Level 9: Dataset Filtering#
With the increasing availability of public data, the need for data filtering has become more apparent. Raw data often contains irrelevant or unnecessary information, making it difficult to extract the desired insights or use it effectively for decision-making purposes. Data filtering involves the process of identifying and selecting relevant data points while excluding or removing the irrelevant ones to improve the quality and usability of the data. This process is essential for ensuring that data can be used effectively and efficiently to drive insights and inform decisions. As the volume and complexity of data continue to grow, data filtering will become an increasingly important aspect of data management and analysis. By filtering the dataset in this way, we can create a subset of data that is tailored to our specific needs, making it easier to extract meaningful insights or use it effectively for decision-making purposes.

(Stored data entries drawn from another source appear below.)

PR #79, opened 2023-05-04
Update XML from upstream

TTWNO:

PR #86, opened 2023-06-08
Update xml and code accordingly

luukvanderduim:
There have been a few changes in upstream XML protocol descriptions since last time we updated.

Changes are found in: Accessible.xml, Component.xml and TableCell.xml.

Mostly typos, but also a few changes to the API.
TableCell gains the methods GetColumnHeaderCells and GetRowHeaderCells.

Three commits:
- Add changes to XML files
- Add methods to TableCell interface
- A handful of Clippy / spelling fixes.

### DIFF
--- a/src/accessibility_connection.rs
+++ b/src/accessibility_connection.rs
@@ -251,7 +251,7 @@ impl AccessibilityConnection {
 	}
 
 	/// Shorthand for a reference to the underlying [`zbus::Connection`]
-	#[must_use]
+	#[must_use = "The reference to the underlying zbus::Connection must be used"]
 	pub fn connection(&self) -> &zbus::Connection {
 		self.registry.connection()
 	}
--- a/src/cache.rs
+++ b/src/cache.rs
@@ -26,7 +26,7 @@ pub struct CacheItem {
 	pub index: i32,
 	/// Child count of the accessible  i
 	pub children: i32,
-	/// The exposed interfece(s) set.  as
+	/// The exposed interface(s) set.  as
 	pub ifaces: InterfaceSet,
 	/// The short localized name.  s
 	pub short_name: String,
--- a/src/error.rs
+++ b/src/error.rs
@@ -61,7 +61,7 @@ impl std::fmt::Display for AtspiError {
 		match self {
 			Self::Conversion(e) => f.write_str(&format!("atspi: conversion failure: {e}")),
 			Self::MemberMatch(e) => {
-				f.write_str(format!("atspi: member mismatch in conversion: {e}").as_str())
+				write!(f, "atspi: member mismatch in conversion: {e}")
 			}
 			Self::UnknownBusSignature(s) => {
 				write!(f, "atspi: Unknown bus body signature: {s}")
--- a/src/error.rs
+++ b/src/error.rs
@@ -63,7 +63,9 @@ impl std::fmt::Display for AtspiError {
 			Self::MemberMatch(e) => {
 				f.write_str(format!("atspi: member mismatch in conversion: {e}").as_str())
 			}
-			Self::UnknownBusSignature(s) => f.write_str("atspi: Unknown bus body signature: {s}"),
+			Self::UnknownBusSignature(s) => {
+				write!(f, "atspi: Unknown bus body signature: {s}")
+			}
 			Self::UnknownInterface => f.write_str("Unknown interface."),
 			Self::MissingInterface => f.write_str("Missing> interface."),
 			Self::UnknownSignal => f.write_str("atspi: Unknown signal"),
--- a/src/error.rs
+++ b/src/error.rs
@@ -12,8 +12,9 @@ pub enum AtspiError {
 	/// On specific types, if the event / message member does not match the Event's name.
 	MemberMatch(String),
 
-	/// To indicate a match or equality test on a signa body signature failed.
-	UnknownBusSignature,
+	/// To indicate a match or equality test on a signal body signature failed.
+	/// The contained string is the signature that was found.
+	UnknownBusSignature(String),
 
 	/// When matching on an unknown interface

In this tutorial, we provide the simple example of filtering dataset using item and annotation. To set how to filter dataset, which satisfied some condition, we use XML as query format. Refer this XPATH to set your own filter. The detailed description for filter operation is given by Filter. The more advanced Python example is given this notebook.
With the project-based CLI, we first create project and import datasets into the project
datum project create --output-dir <path/to/project>
datum project import --format datumaro --project <path/to/project> <path/to/data>
We filter dataset through
datum filter -e <how/to/filter/dataset> --project <path/to/project>
We can set <how/to/filter/dataset>
as your own filter like '/item/annotation[label="cat" and area > 85]'
.
This example command will filter only items through the bbox annotations which have cat label and bbox area (w * h) more than 85.

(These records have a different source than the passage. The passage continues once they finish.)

PR #87, opened 2023-06-10
Update Cargo.toml

Dylan-DPC:
Updates dependency to the patch version of 0.7.7

[Advisory](https://rustsec.org/advisories/RUSTSEC-2023-0035.html)
[fix](https://github.com/meithecatte/enumflags2/releases/tag/v0.7.7)

(Side note, you don't need to explicitly mention ^ in your dependencies, since cargo does `^` implicitly if just the value is mentioned. I've kept it on for consistency sake but it can be removed form all if needed)


DataTriny (approved):

DataTriny:
Thank you @Dylan-DPC

PR #88, opened 2023-06-15
Fix async test assumptions

luukvanderduim:
The `Cache` recv_add and recv_remove tests were flaky in CI because the test assumed that after sending the event, that event should be the first it would receive, which was not always true.

This fixes that by using a timeout stream (instead of a timeout on a single future).
These tests now handle all events within a span of a second to receive the event of interest.
This works fine.

The other thing this PR adds are some fixes with respect to outer parentheses on DBus signatures:

[DBus omits outer parentheses on the wire.](https://docs.rs/zbus/latest/zbus/struct.Message.html#method.body_signature)
This means that if we read a DBus signature "ii", "(ii)" is implied.

This adds:
    - `assert_eq_signatures` macro that checks equality regardless of outer parentheses.

This PR also fixes signatures where we compare with `Message::body_signature()`, that is in our stream parsing `TryFrom<Message> for Event`

When the `Type::signature`'s on the user facing types are checked, it will show outer parentheses again.

Note that others on the bus deserialize stripped signatures just fine and that those `Type::signatures` do include outer parentheses.

With this merged, that problem is fixed.

### DIFF
--- a/Cargo.toml
+++ b/Cargo.toml
@@ -1,7 +1,7 @@
 [package]
 name = "atspi"
 version = "0.15.1"
-authors = ["Michael Connor Buchan <mikey@blindcomputing.org>", "Tait Hoyem <tait@tait.tech>", "Alberto Tirla <albertotirla@gmail.com>", "DataTriny <datatriny@gmail.com>", "Luuk Duim <luukvanderduim@gmail.com>"]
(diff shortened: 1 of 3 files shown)


TTWNO:
Is this branch still necessary? I thought it was solved by another one of your PRs?

luukvanderduim:
You are right, it has no use anymore. This was the same thing, against pre-refactor main.

PR #91, opened 2023-06-17
Error serialization

TTWNO:
Allow the `AtspiError` type to be serialized with serde.

This "removes" some error types that used to be nested within the `AtspiError` type, but realistically we weren't really handling those errors specifically anyway, so it shouldn't be a big deal.

If it comes up that a nested event within `zbus::Error`, `zbus::fdo::Error`, `zvariant::Error`, or `zbus_names::Error` arises, we can always convert it explicitly in the `From<T> for AtspiError` implementation blocks.


TTWNO:
Since this mostly changes the type of `AtspiError`, there really isn't much to test, even if technically it adds a bunch of untested lines.

atspi-common/README.md
```diff
@@ -5,3 +5,19 @@ This crate is meant to only contain the absolute lowest common denominator for l
 therefore, it attempts to be able to compile on basically any architecture (including WASM).
 
 Please use the internal documentation to learn how to use these data structures.
+
+## Compiling for WASM
```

Without the project declaration, we can simply filter dataset by
datum filter <target> -e <how/to/filter/dataset> --output-dir <path/to/output>
We could use --overwrite
instead of setting --output-dir
.
And we can set <how/to/filter/dataset>
as our own filter like '/item[subset="test"]'
to filter only items whose subset is test.

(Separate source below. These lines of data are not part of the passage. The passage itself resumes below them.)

PR #92, opened 2023-06-18
Fix #83 again (now with tests)

### LINKED ISSUE #83: Cache proxy only supports "new" `GetItems` signature

TTWNO:
…rsion functions, and tests

### DIFF
--- a/atspi-common/src/events/mod.rs
+++ b/atspi-common/src/events/mod.rs
@@ -137,7 +137,12 @@ pub struct LegacyAddAccessibleEvent {
 	pub item: Accessible,
 	pub node_added: LegacyCacheItem,
 }
-impl_event_conversions!(LegacyAddAccessibleEvent, CacheEvents, CacheEvents::LegacyAdd, Event::Cache);
+impl_event_conversions!(
+	LegacyAddAccessibleEvent,
+	CacheEvents,
+	CacheEvents::LegacyAdd,
+	Event::Cache
+);
 event_test_cases!(LegacyAddAccessibleEvent);
 impl_from_dbus_message!(LegacyAddAccessibleEvent);
 impl_to_dbus_message!(LegacyAddAccessibleEvent);
--- a/atspi-common/src/events/mod.rs
+++ b/atspi-common/src/events/mod.rs
@@ -32,7 +32,7 @@ use zbus_names::{OwnedUniqueName, UniqueName};
 use zvariant::{ObjectPath, OwnedObjectPath, OwnedValue, Signature, Type, Value};
 
 use crate::{
-	cache::CacheItem,
+	cache::{CacheItem, LegacyCacheItem},
 	error::ObjectPathConversionError,
 	events::{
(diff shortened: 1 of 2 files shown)


atspi-common/src/events/mod.rs
```diff
@@ -542,6 +584,11 @@ impl TryFrom<&zbus::Message> for Event {
 				let ev = AddAccessibleEvent::try_from(msg)?;
 				Ok(Event::Cache(CacheEvents::Add(ev)))
 			}
+			// LegacyCacheAdd signature
+			"((so)(so)(so)a(so)assusau)" => {
```
luukvanderduim, line 588: If you look at the top of this `TryFrom<Message> for Event` impl, you will see we are comparing to a 'Marshalled' signature, because that is what `body_signature()` returns. It has no outer parentheses, typically one pair less than our unmarshalled / Rust type ``Type::Signature()` ones.
In other words, I think we do not want the outer parentheses here, also goes for the other signatures here.

atspi-common/src/events/mod.rs
```diff
@@ -126,9 +126,51 @@ pub enum Event {
...
+	}
+
+	fn sender(&self) -> UniqueName<'_> {
+		self.item.name.clone().into()
+	}
+	fn path(&self) -> ObjectPath<'_> {
+		self.item.path.clone().into()
+	}
+	fn body(&self) -> Self::Body {
+		(self.node_added.clone(),)
```
luukvanderduim, line 170: Those outer parentheses are unneeded. No need to compensate for the D-Bus marshalling.

luukvanderduim (changes requested):
Please remove the unneeded parentheses and we are done!

luukvanderduim (approved):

With Python API, we can filter items as below
from datumaro.components.dataset import Dataset
dataset_path = '/path/to/data'
dataset = Dataset.import_from(dataset_path, 'datumaro')
filtered_result = Dataset.filter(dataset, 'how/to/filter/dataset')
We can set <how/to/filter/dataset>
as your own filter like '/item/annotation[occluded="True"]'
.
This example command will filter only items through the annotation attribute which has occluded.